I am reading a book (Real Analysis 1 by Terence Tao), where the author presents a proof that $\lim_{n \rightarrow \infty} x^{n} = 0$ for $0 < x < 1$. In the middle of the proof, he says following:
…… But the sequence $(x^{n+1})_{i=1}^{\infty}$ is just the sequence $(x^{n})_{n=2}^{\infty}$ shifted by one, and so they must have the same limits ……

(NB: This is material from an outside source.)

PR #2884, opened 2021-11-05
MGMT-7254: Deploy and use image service for subsystem

carbonin:
## Description

This PR adds the image service deployment spec, script, and make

If one writes down the first elements of both sequences, it becomes obvious that these two sequences are indeed "the same":
$$(x^{2},x^{3},x^{4},\cdots)$$
However, these two sequences are not equal (unless I am misunderstanding the definition of the sequences). By definition (the one presented in the book), a sequence $(a_{i})_{i=m}^{\infty}$ is defined as a function $f: \{n \mid n ≥ m\} \rightarrow \mathbb R$, where $f(i) = a_i$. Using this definition, one can see that the sequences $(x^{n+1})_{n=1}^{\infty}$, $(x^{n})_{n=2}^{\infty}$ cannot be equal, since the function corresponding to the sequence $(x^{n+1})_{i=1}^{\infty}$ has $1$ in its domain, but the function corresponding to $(x^{n})_{n=2}^{\infty}$ does not (i.e., the underlying functions have different domains, hence they are not equal, which means the sequences are not equal).

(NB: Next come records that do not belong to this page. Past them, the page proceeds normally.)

PR #2887, opened 2021-11-07
Bug 2020928: Changing the condition that check if disk-encryption is enabled.

ybettan:
# Assisted Pull Request

## Description

Until now we were just checking that the disk-encryption object is
empty, but we recently added default values to disk-encryption feature
that always fill the object with data in such way that the 'enable_on'
field is set to 'none' by default, therefore, the condition for disabled
disk-encryption has changed.

Signed-off-by: Yoni Bettan <ybettan@redhat.com>

## List all the issues related to this PR

- [ ] New Feature
- [x] Bug fix
- [ ] Tests
- [ ] Documentation
- [ ] CI/CD 

## What environments does this code impact?

- [ ] Automation (CI, tools, etc)
- [x] Cloud
- [x] Operator Managed Deployments
- [ ] None

## How was this code tested?

- [ ] assisted-test-infra environment
- [ ] dev-scripts environment
- [ ] Reviewer's test appreciated
- [x] Waiting for CI to do a full test run
- [ ] Manual (Elaborate on how it was tested)
- [ ] No tests needed

## Assignees

/cc @
/cc @

## Checklist

- [x] Title and description added to both, commit and PR.
- [x] Relevant issues have been associated (see [CONTRIBUTING] guide)
- [ ] Reviewers have been listed
- [x] This change does not require a documentation update (docstring, `docs`, README, etc)
- [ ] Does this change include unit-tests (note that code changes require unit-tests)

## Reviewers Checklist

- [ ] Are the title and description (in both PR and commit) meaningful and clear?
- [ ] Is there a bug required (and linked) for this change?
- [ ] Should this PR be backported?

[Kubernetes community documentation]: https://github.com/kubernetes/community/blob/master/contributors/guide/pull-requests.md#commit-message-guidelines
[CONTRIBUTING]: https://github.com/openshift/assisted-service/blob/master/CONTRIBUTING.md

PR #2889, opened 2021-11-07
NO-ISSUE: changing the condition that check if disk-encryption is enabled

osherdp:
Backported from #2887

In fact, even if one takes a simple sequence $(1,2,3,\cdots)$, one can find infinitely many ways to denote such sequence (e.g. $(n)_{n=1}^{\infty}$, $(n-1)_{n=2}^{\infty}$, $(n-2)_{n=3}^{\infty}$ etc.), and according to our definition, all of those denotations refer to the different sequences (i.e., $(n)_{n=1}^{\infty} ≠ (n-1)_{n=2}^{\infty}$, $(n)_{n=1}^{\infty} ≠ (n-2)_{n=3}^{\infty}$ etc.)
Question.
Is there an alternative definition that would allow us to equalize sequences like $(n)_{n=1}^{\infty}$, $(n-1)_{n=2}^{\infty}$, $(n-2)_{n=3}^{\infty}$ or sequences like $(x^{n+1})_{i=1}^{\infty}$, $(x^{n})_{i=2}^{\infty}$?
There is one particular reason why I think this alternative definition could be useful. Let's consider an example:
Let $0 < x < 1$. Also let's assume that we've already shown that the sequence $(x^{n})_{i=1}^{\infty}$ is convergent to $L$. It is clear that sequences $(x^{n-1})_{i=2}^{\infty}$,$(x^{n-2})_{i=3}^{\infty}$, $(x^{n-3})_{i=4}^{\infty}$ $\cdots$ are the "same" as $(x^{n})_{i=1}^{\infty}$, in a sense that they all correspond to the sequence
$$(x^{2},x^{3},x^{4},\cdots)$$
And hence is it quite reasonable to conclude that those sequences must also converge to $L$. However, since all those sequences are not equal to each other, without rigorous definition of "sameness", the claim should be justified for each sequence separately. For example, if we want to show that $(x^{n-1})_{i=2}^{\infty}$ also converges to $L$, we need to take $\epsilon > 0$ and find an $N$ such that for all $n ≥ N$, $|a^{n-1} – L| ≤ \epsilon$ (it is easy to do so, of course, but is rather cumbersome; what's worse, we still need to show the convergence for the sequences $(x^{n-2})_{i=3}^{\infty}$, $(x^{n-3})_{i=4}^{\infty}$). But if one can come with a rigorous definition of "sameness", the notion of convergence of the "same" sequences can be generalized.
Best Answer
As suggested in a comment, you could define $(a_i)_{i=m}^\infty$ as the function $f:\Bbb N\to\Bbb R$, $f(i)=a_{m-1+i}$.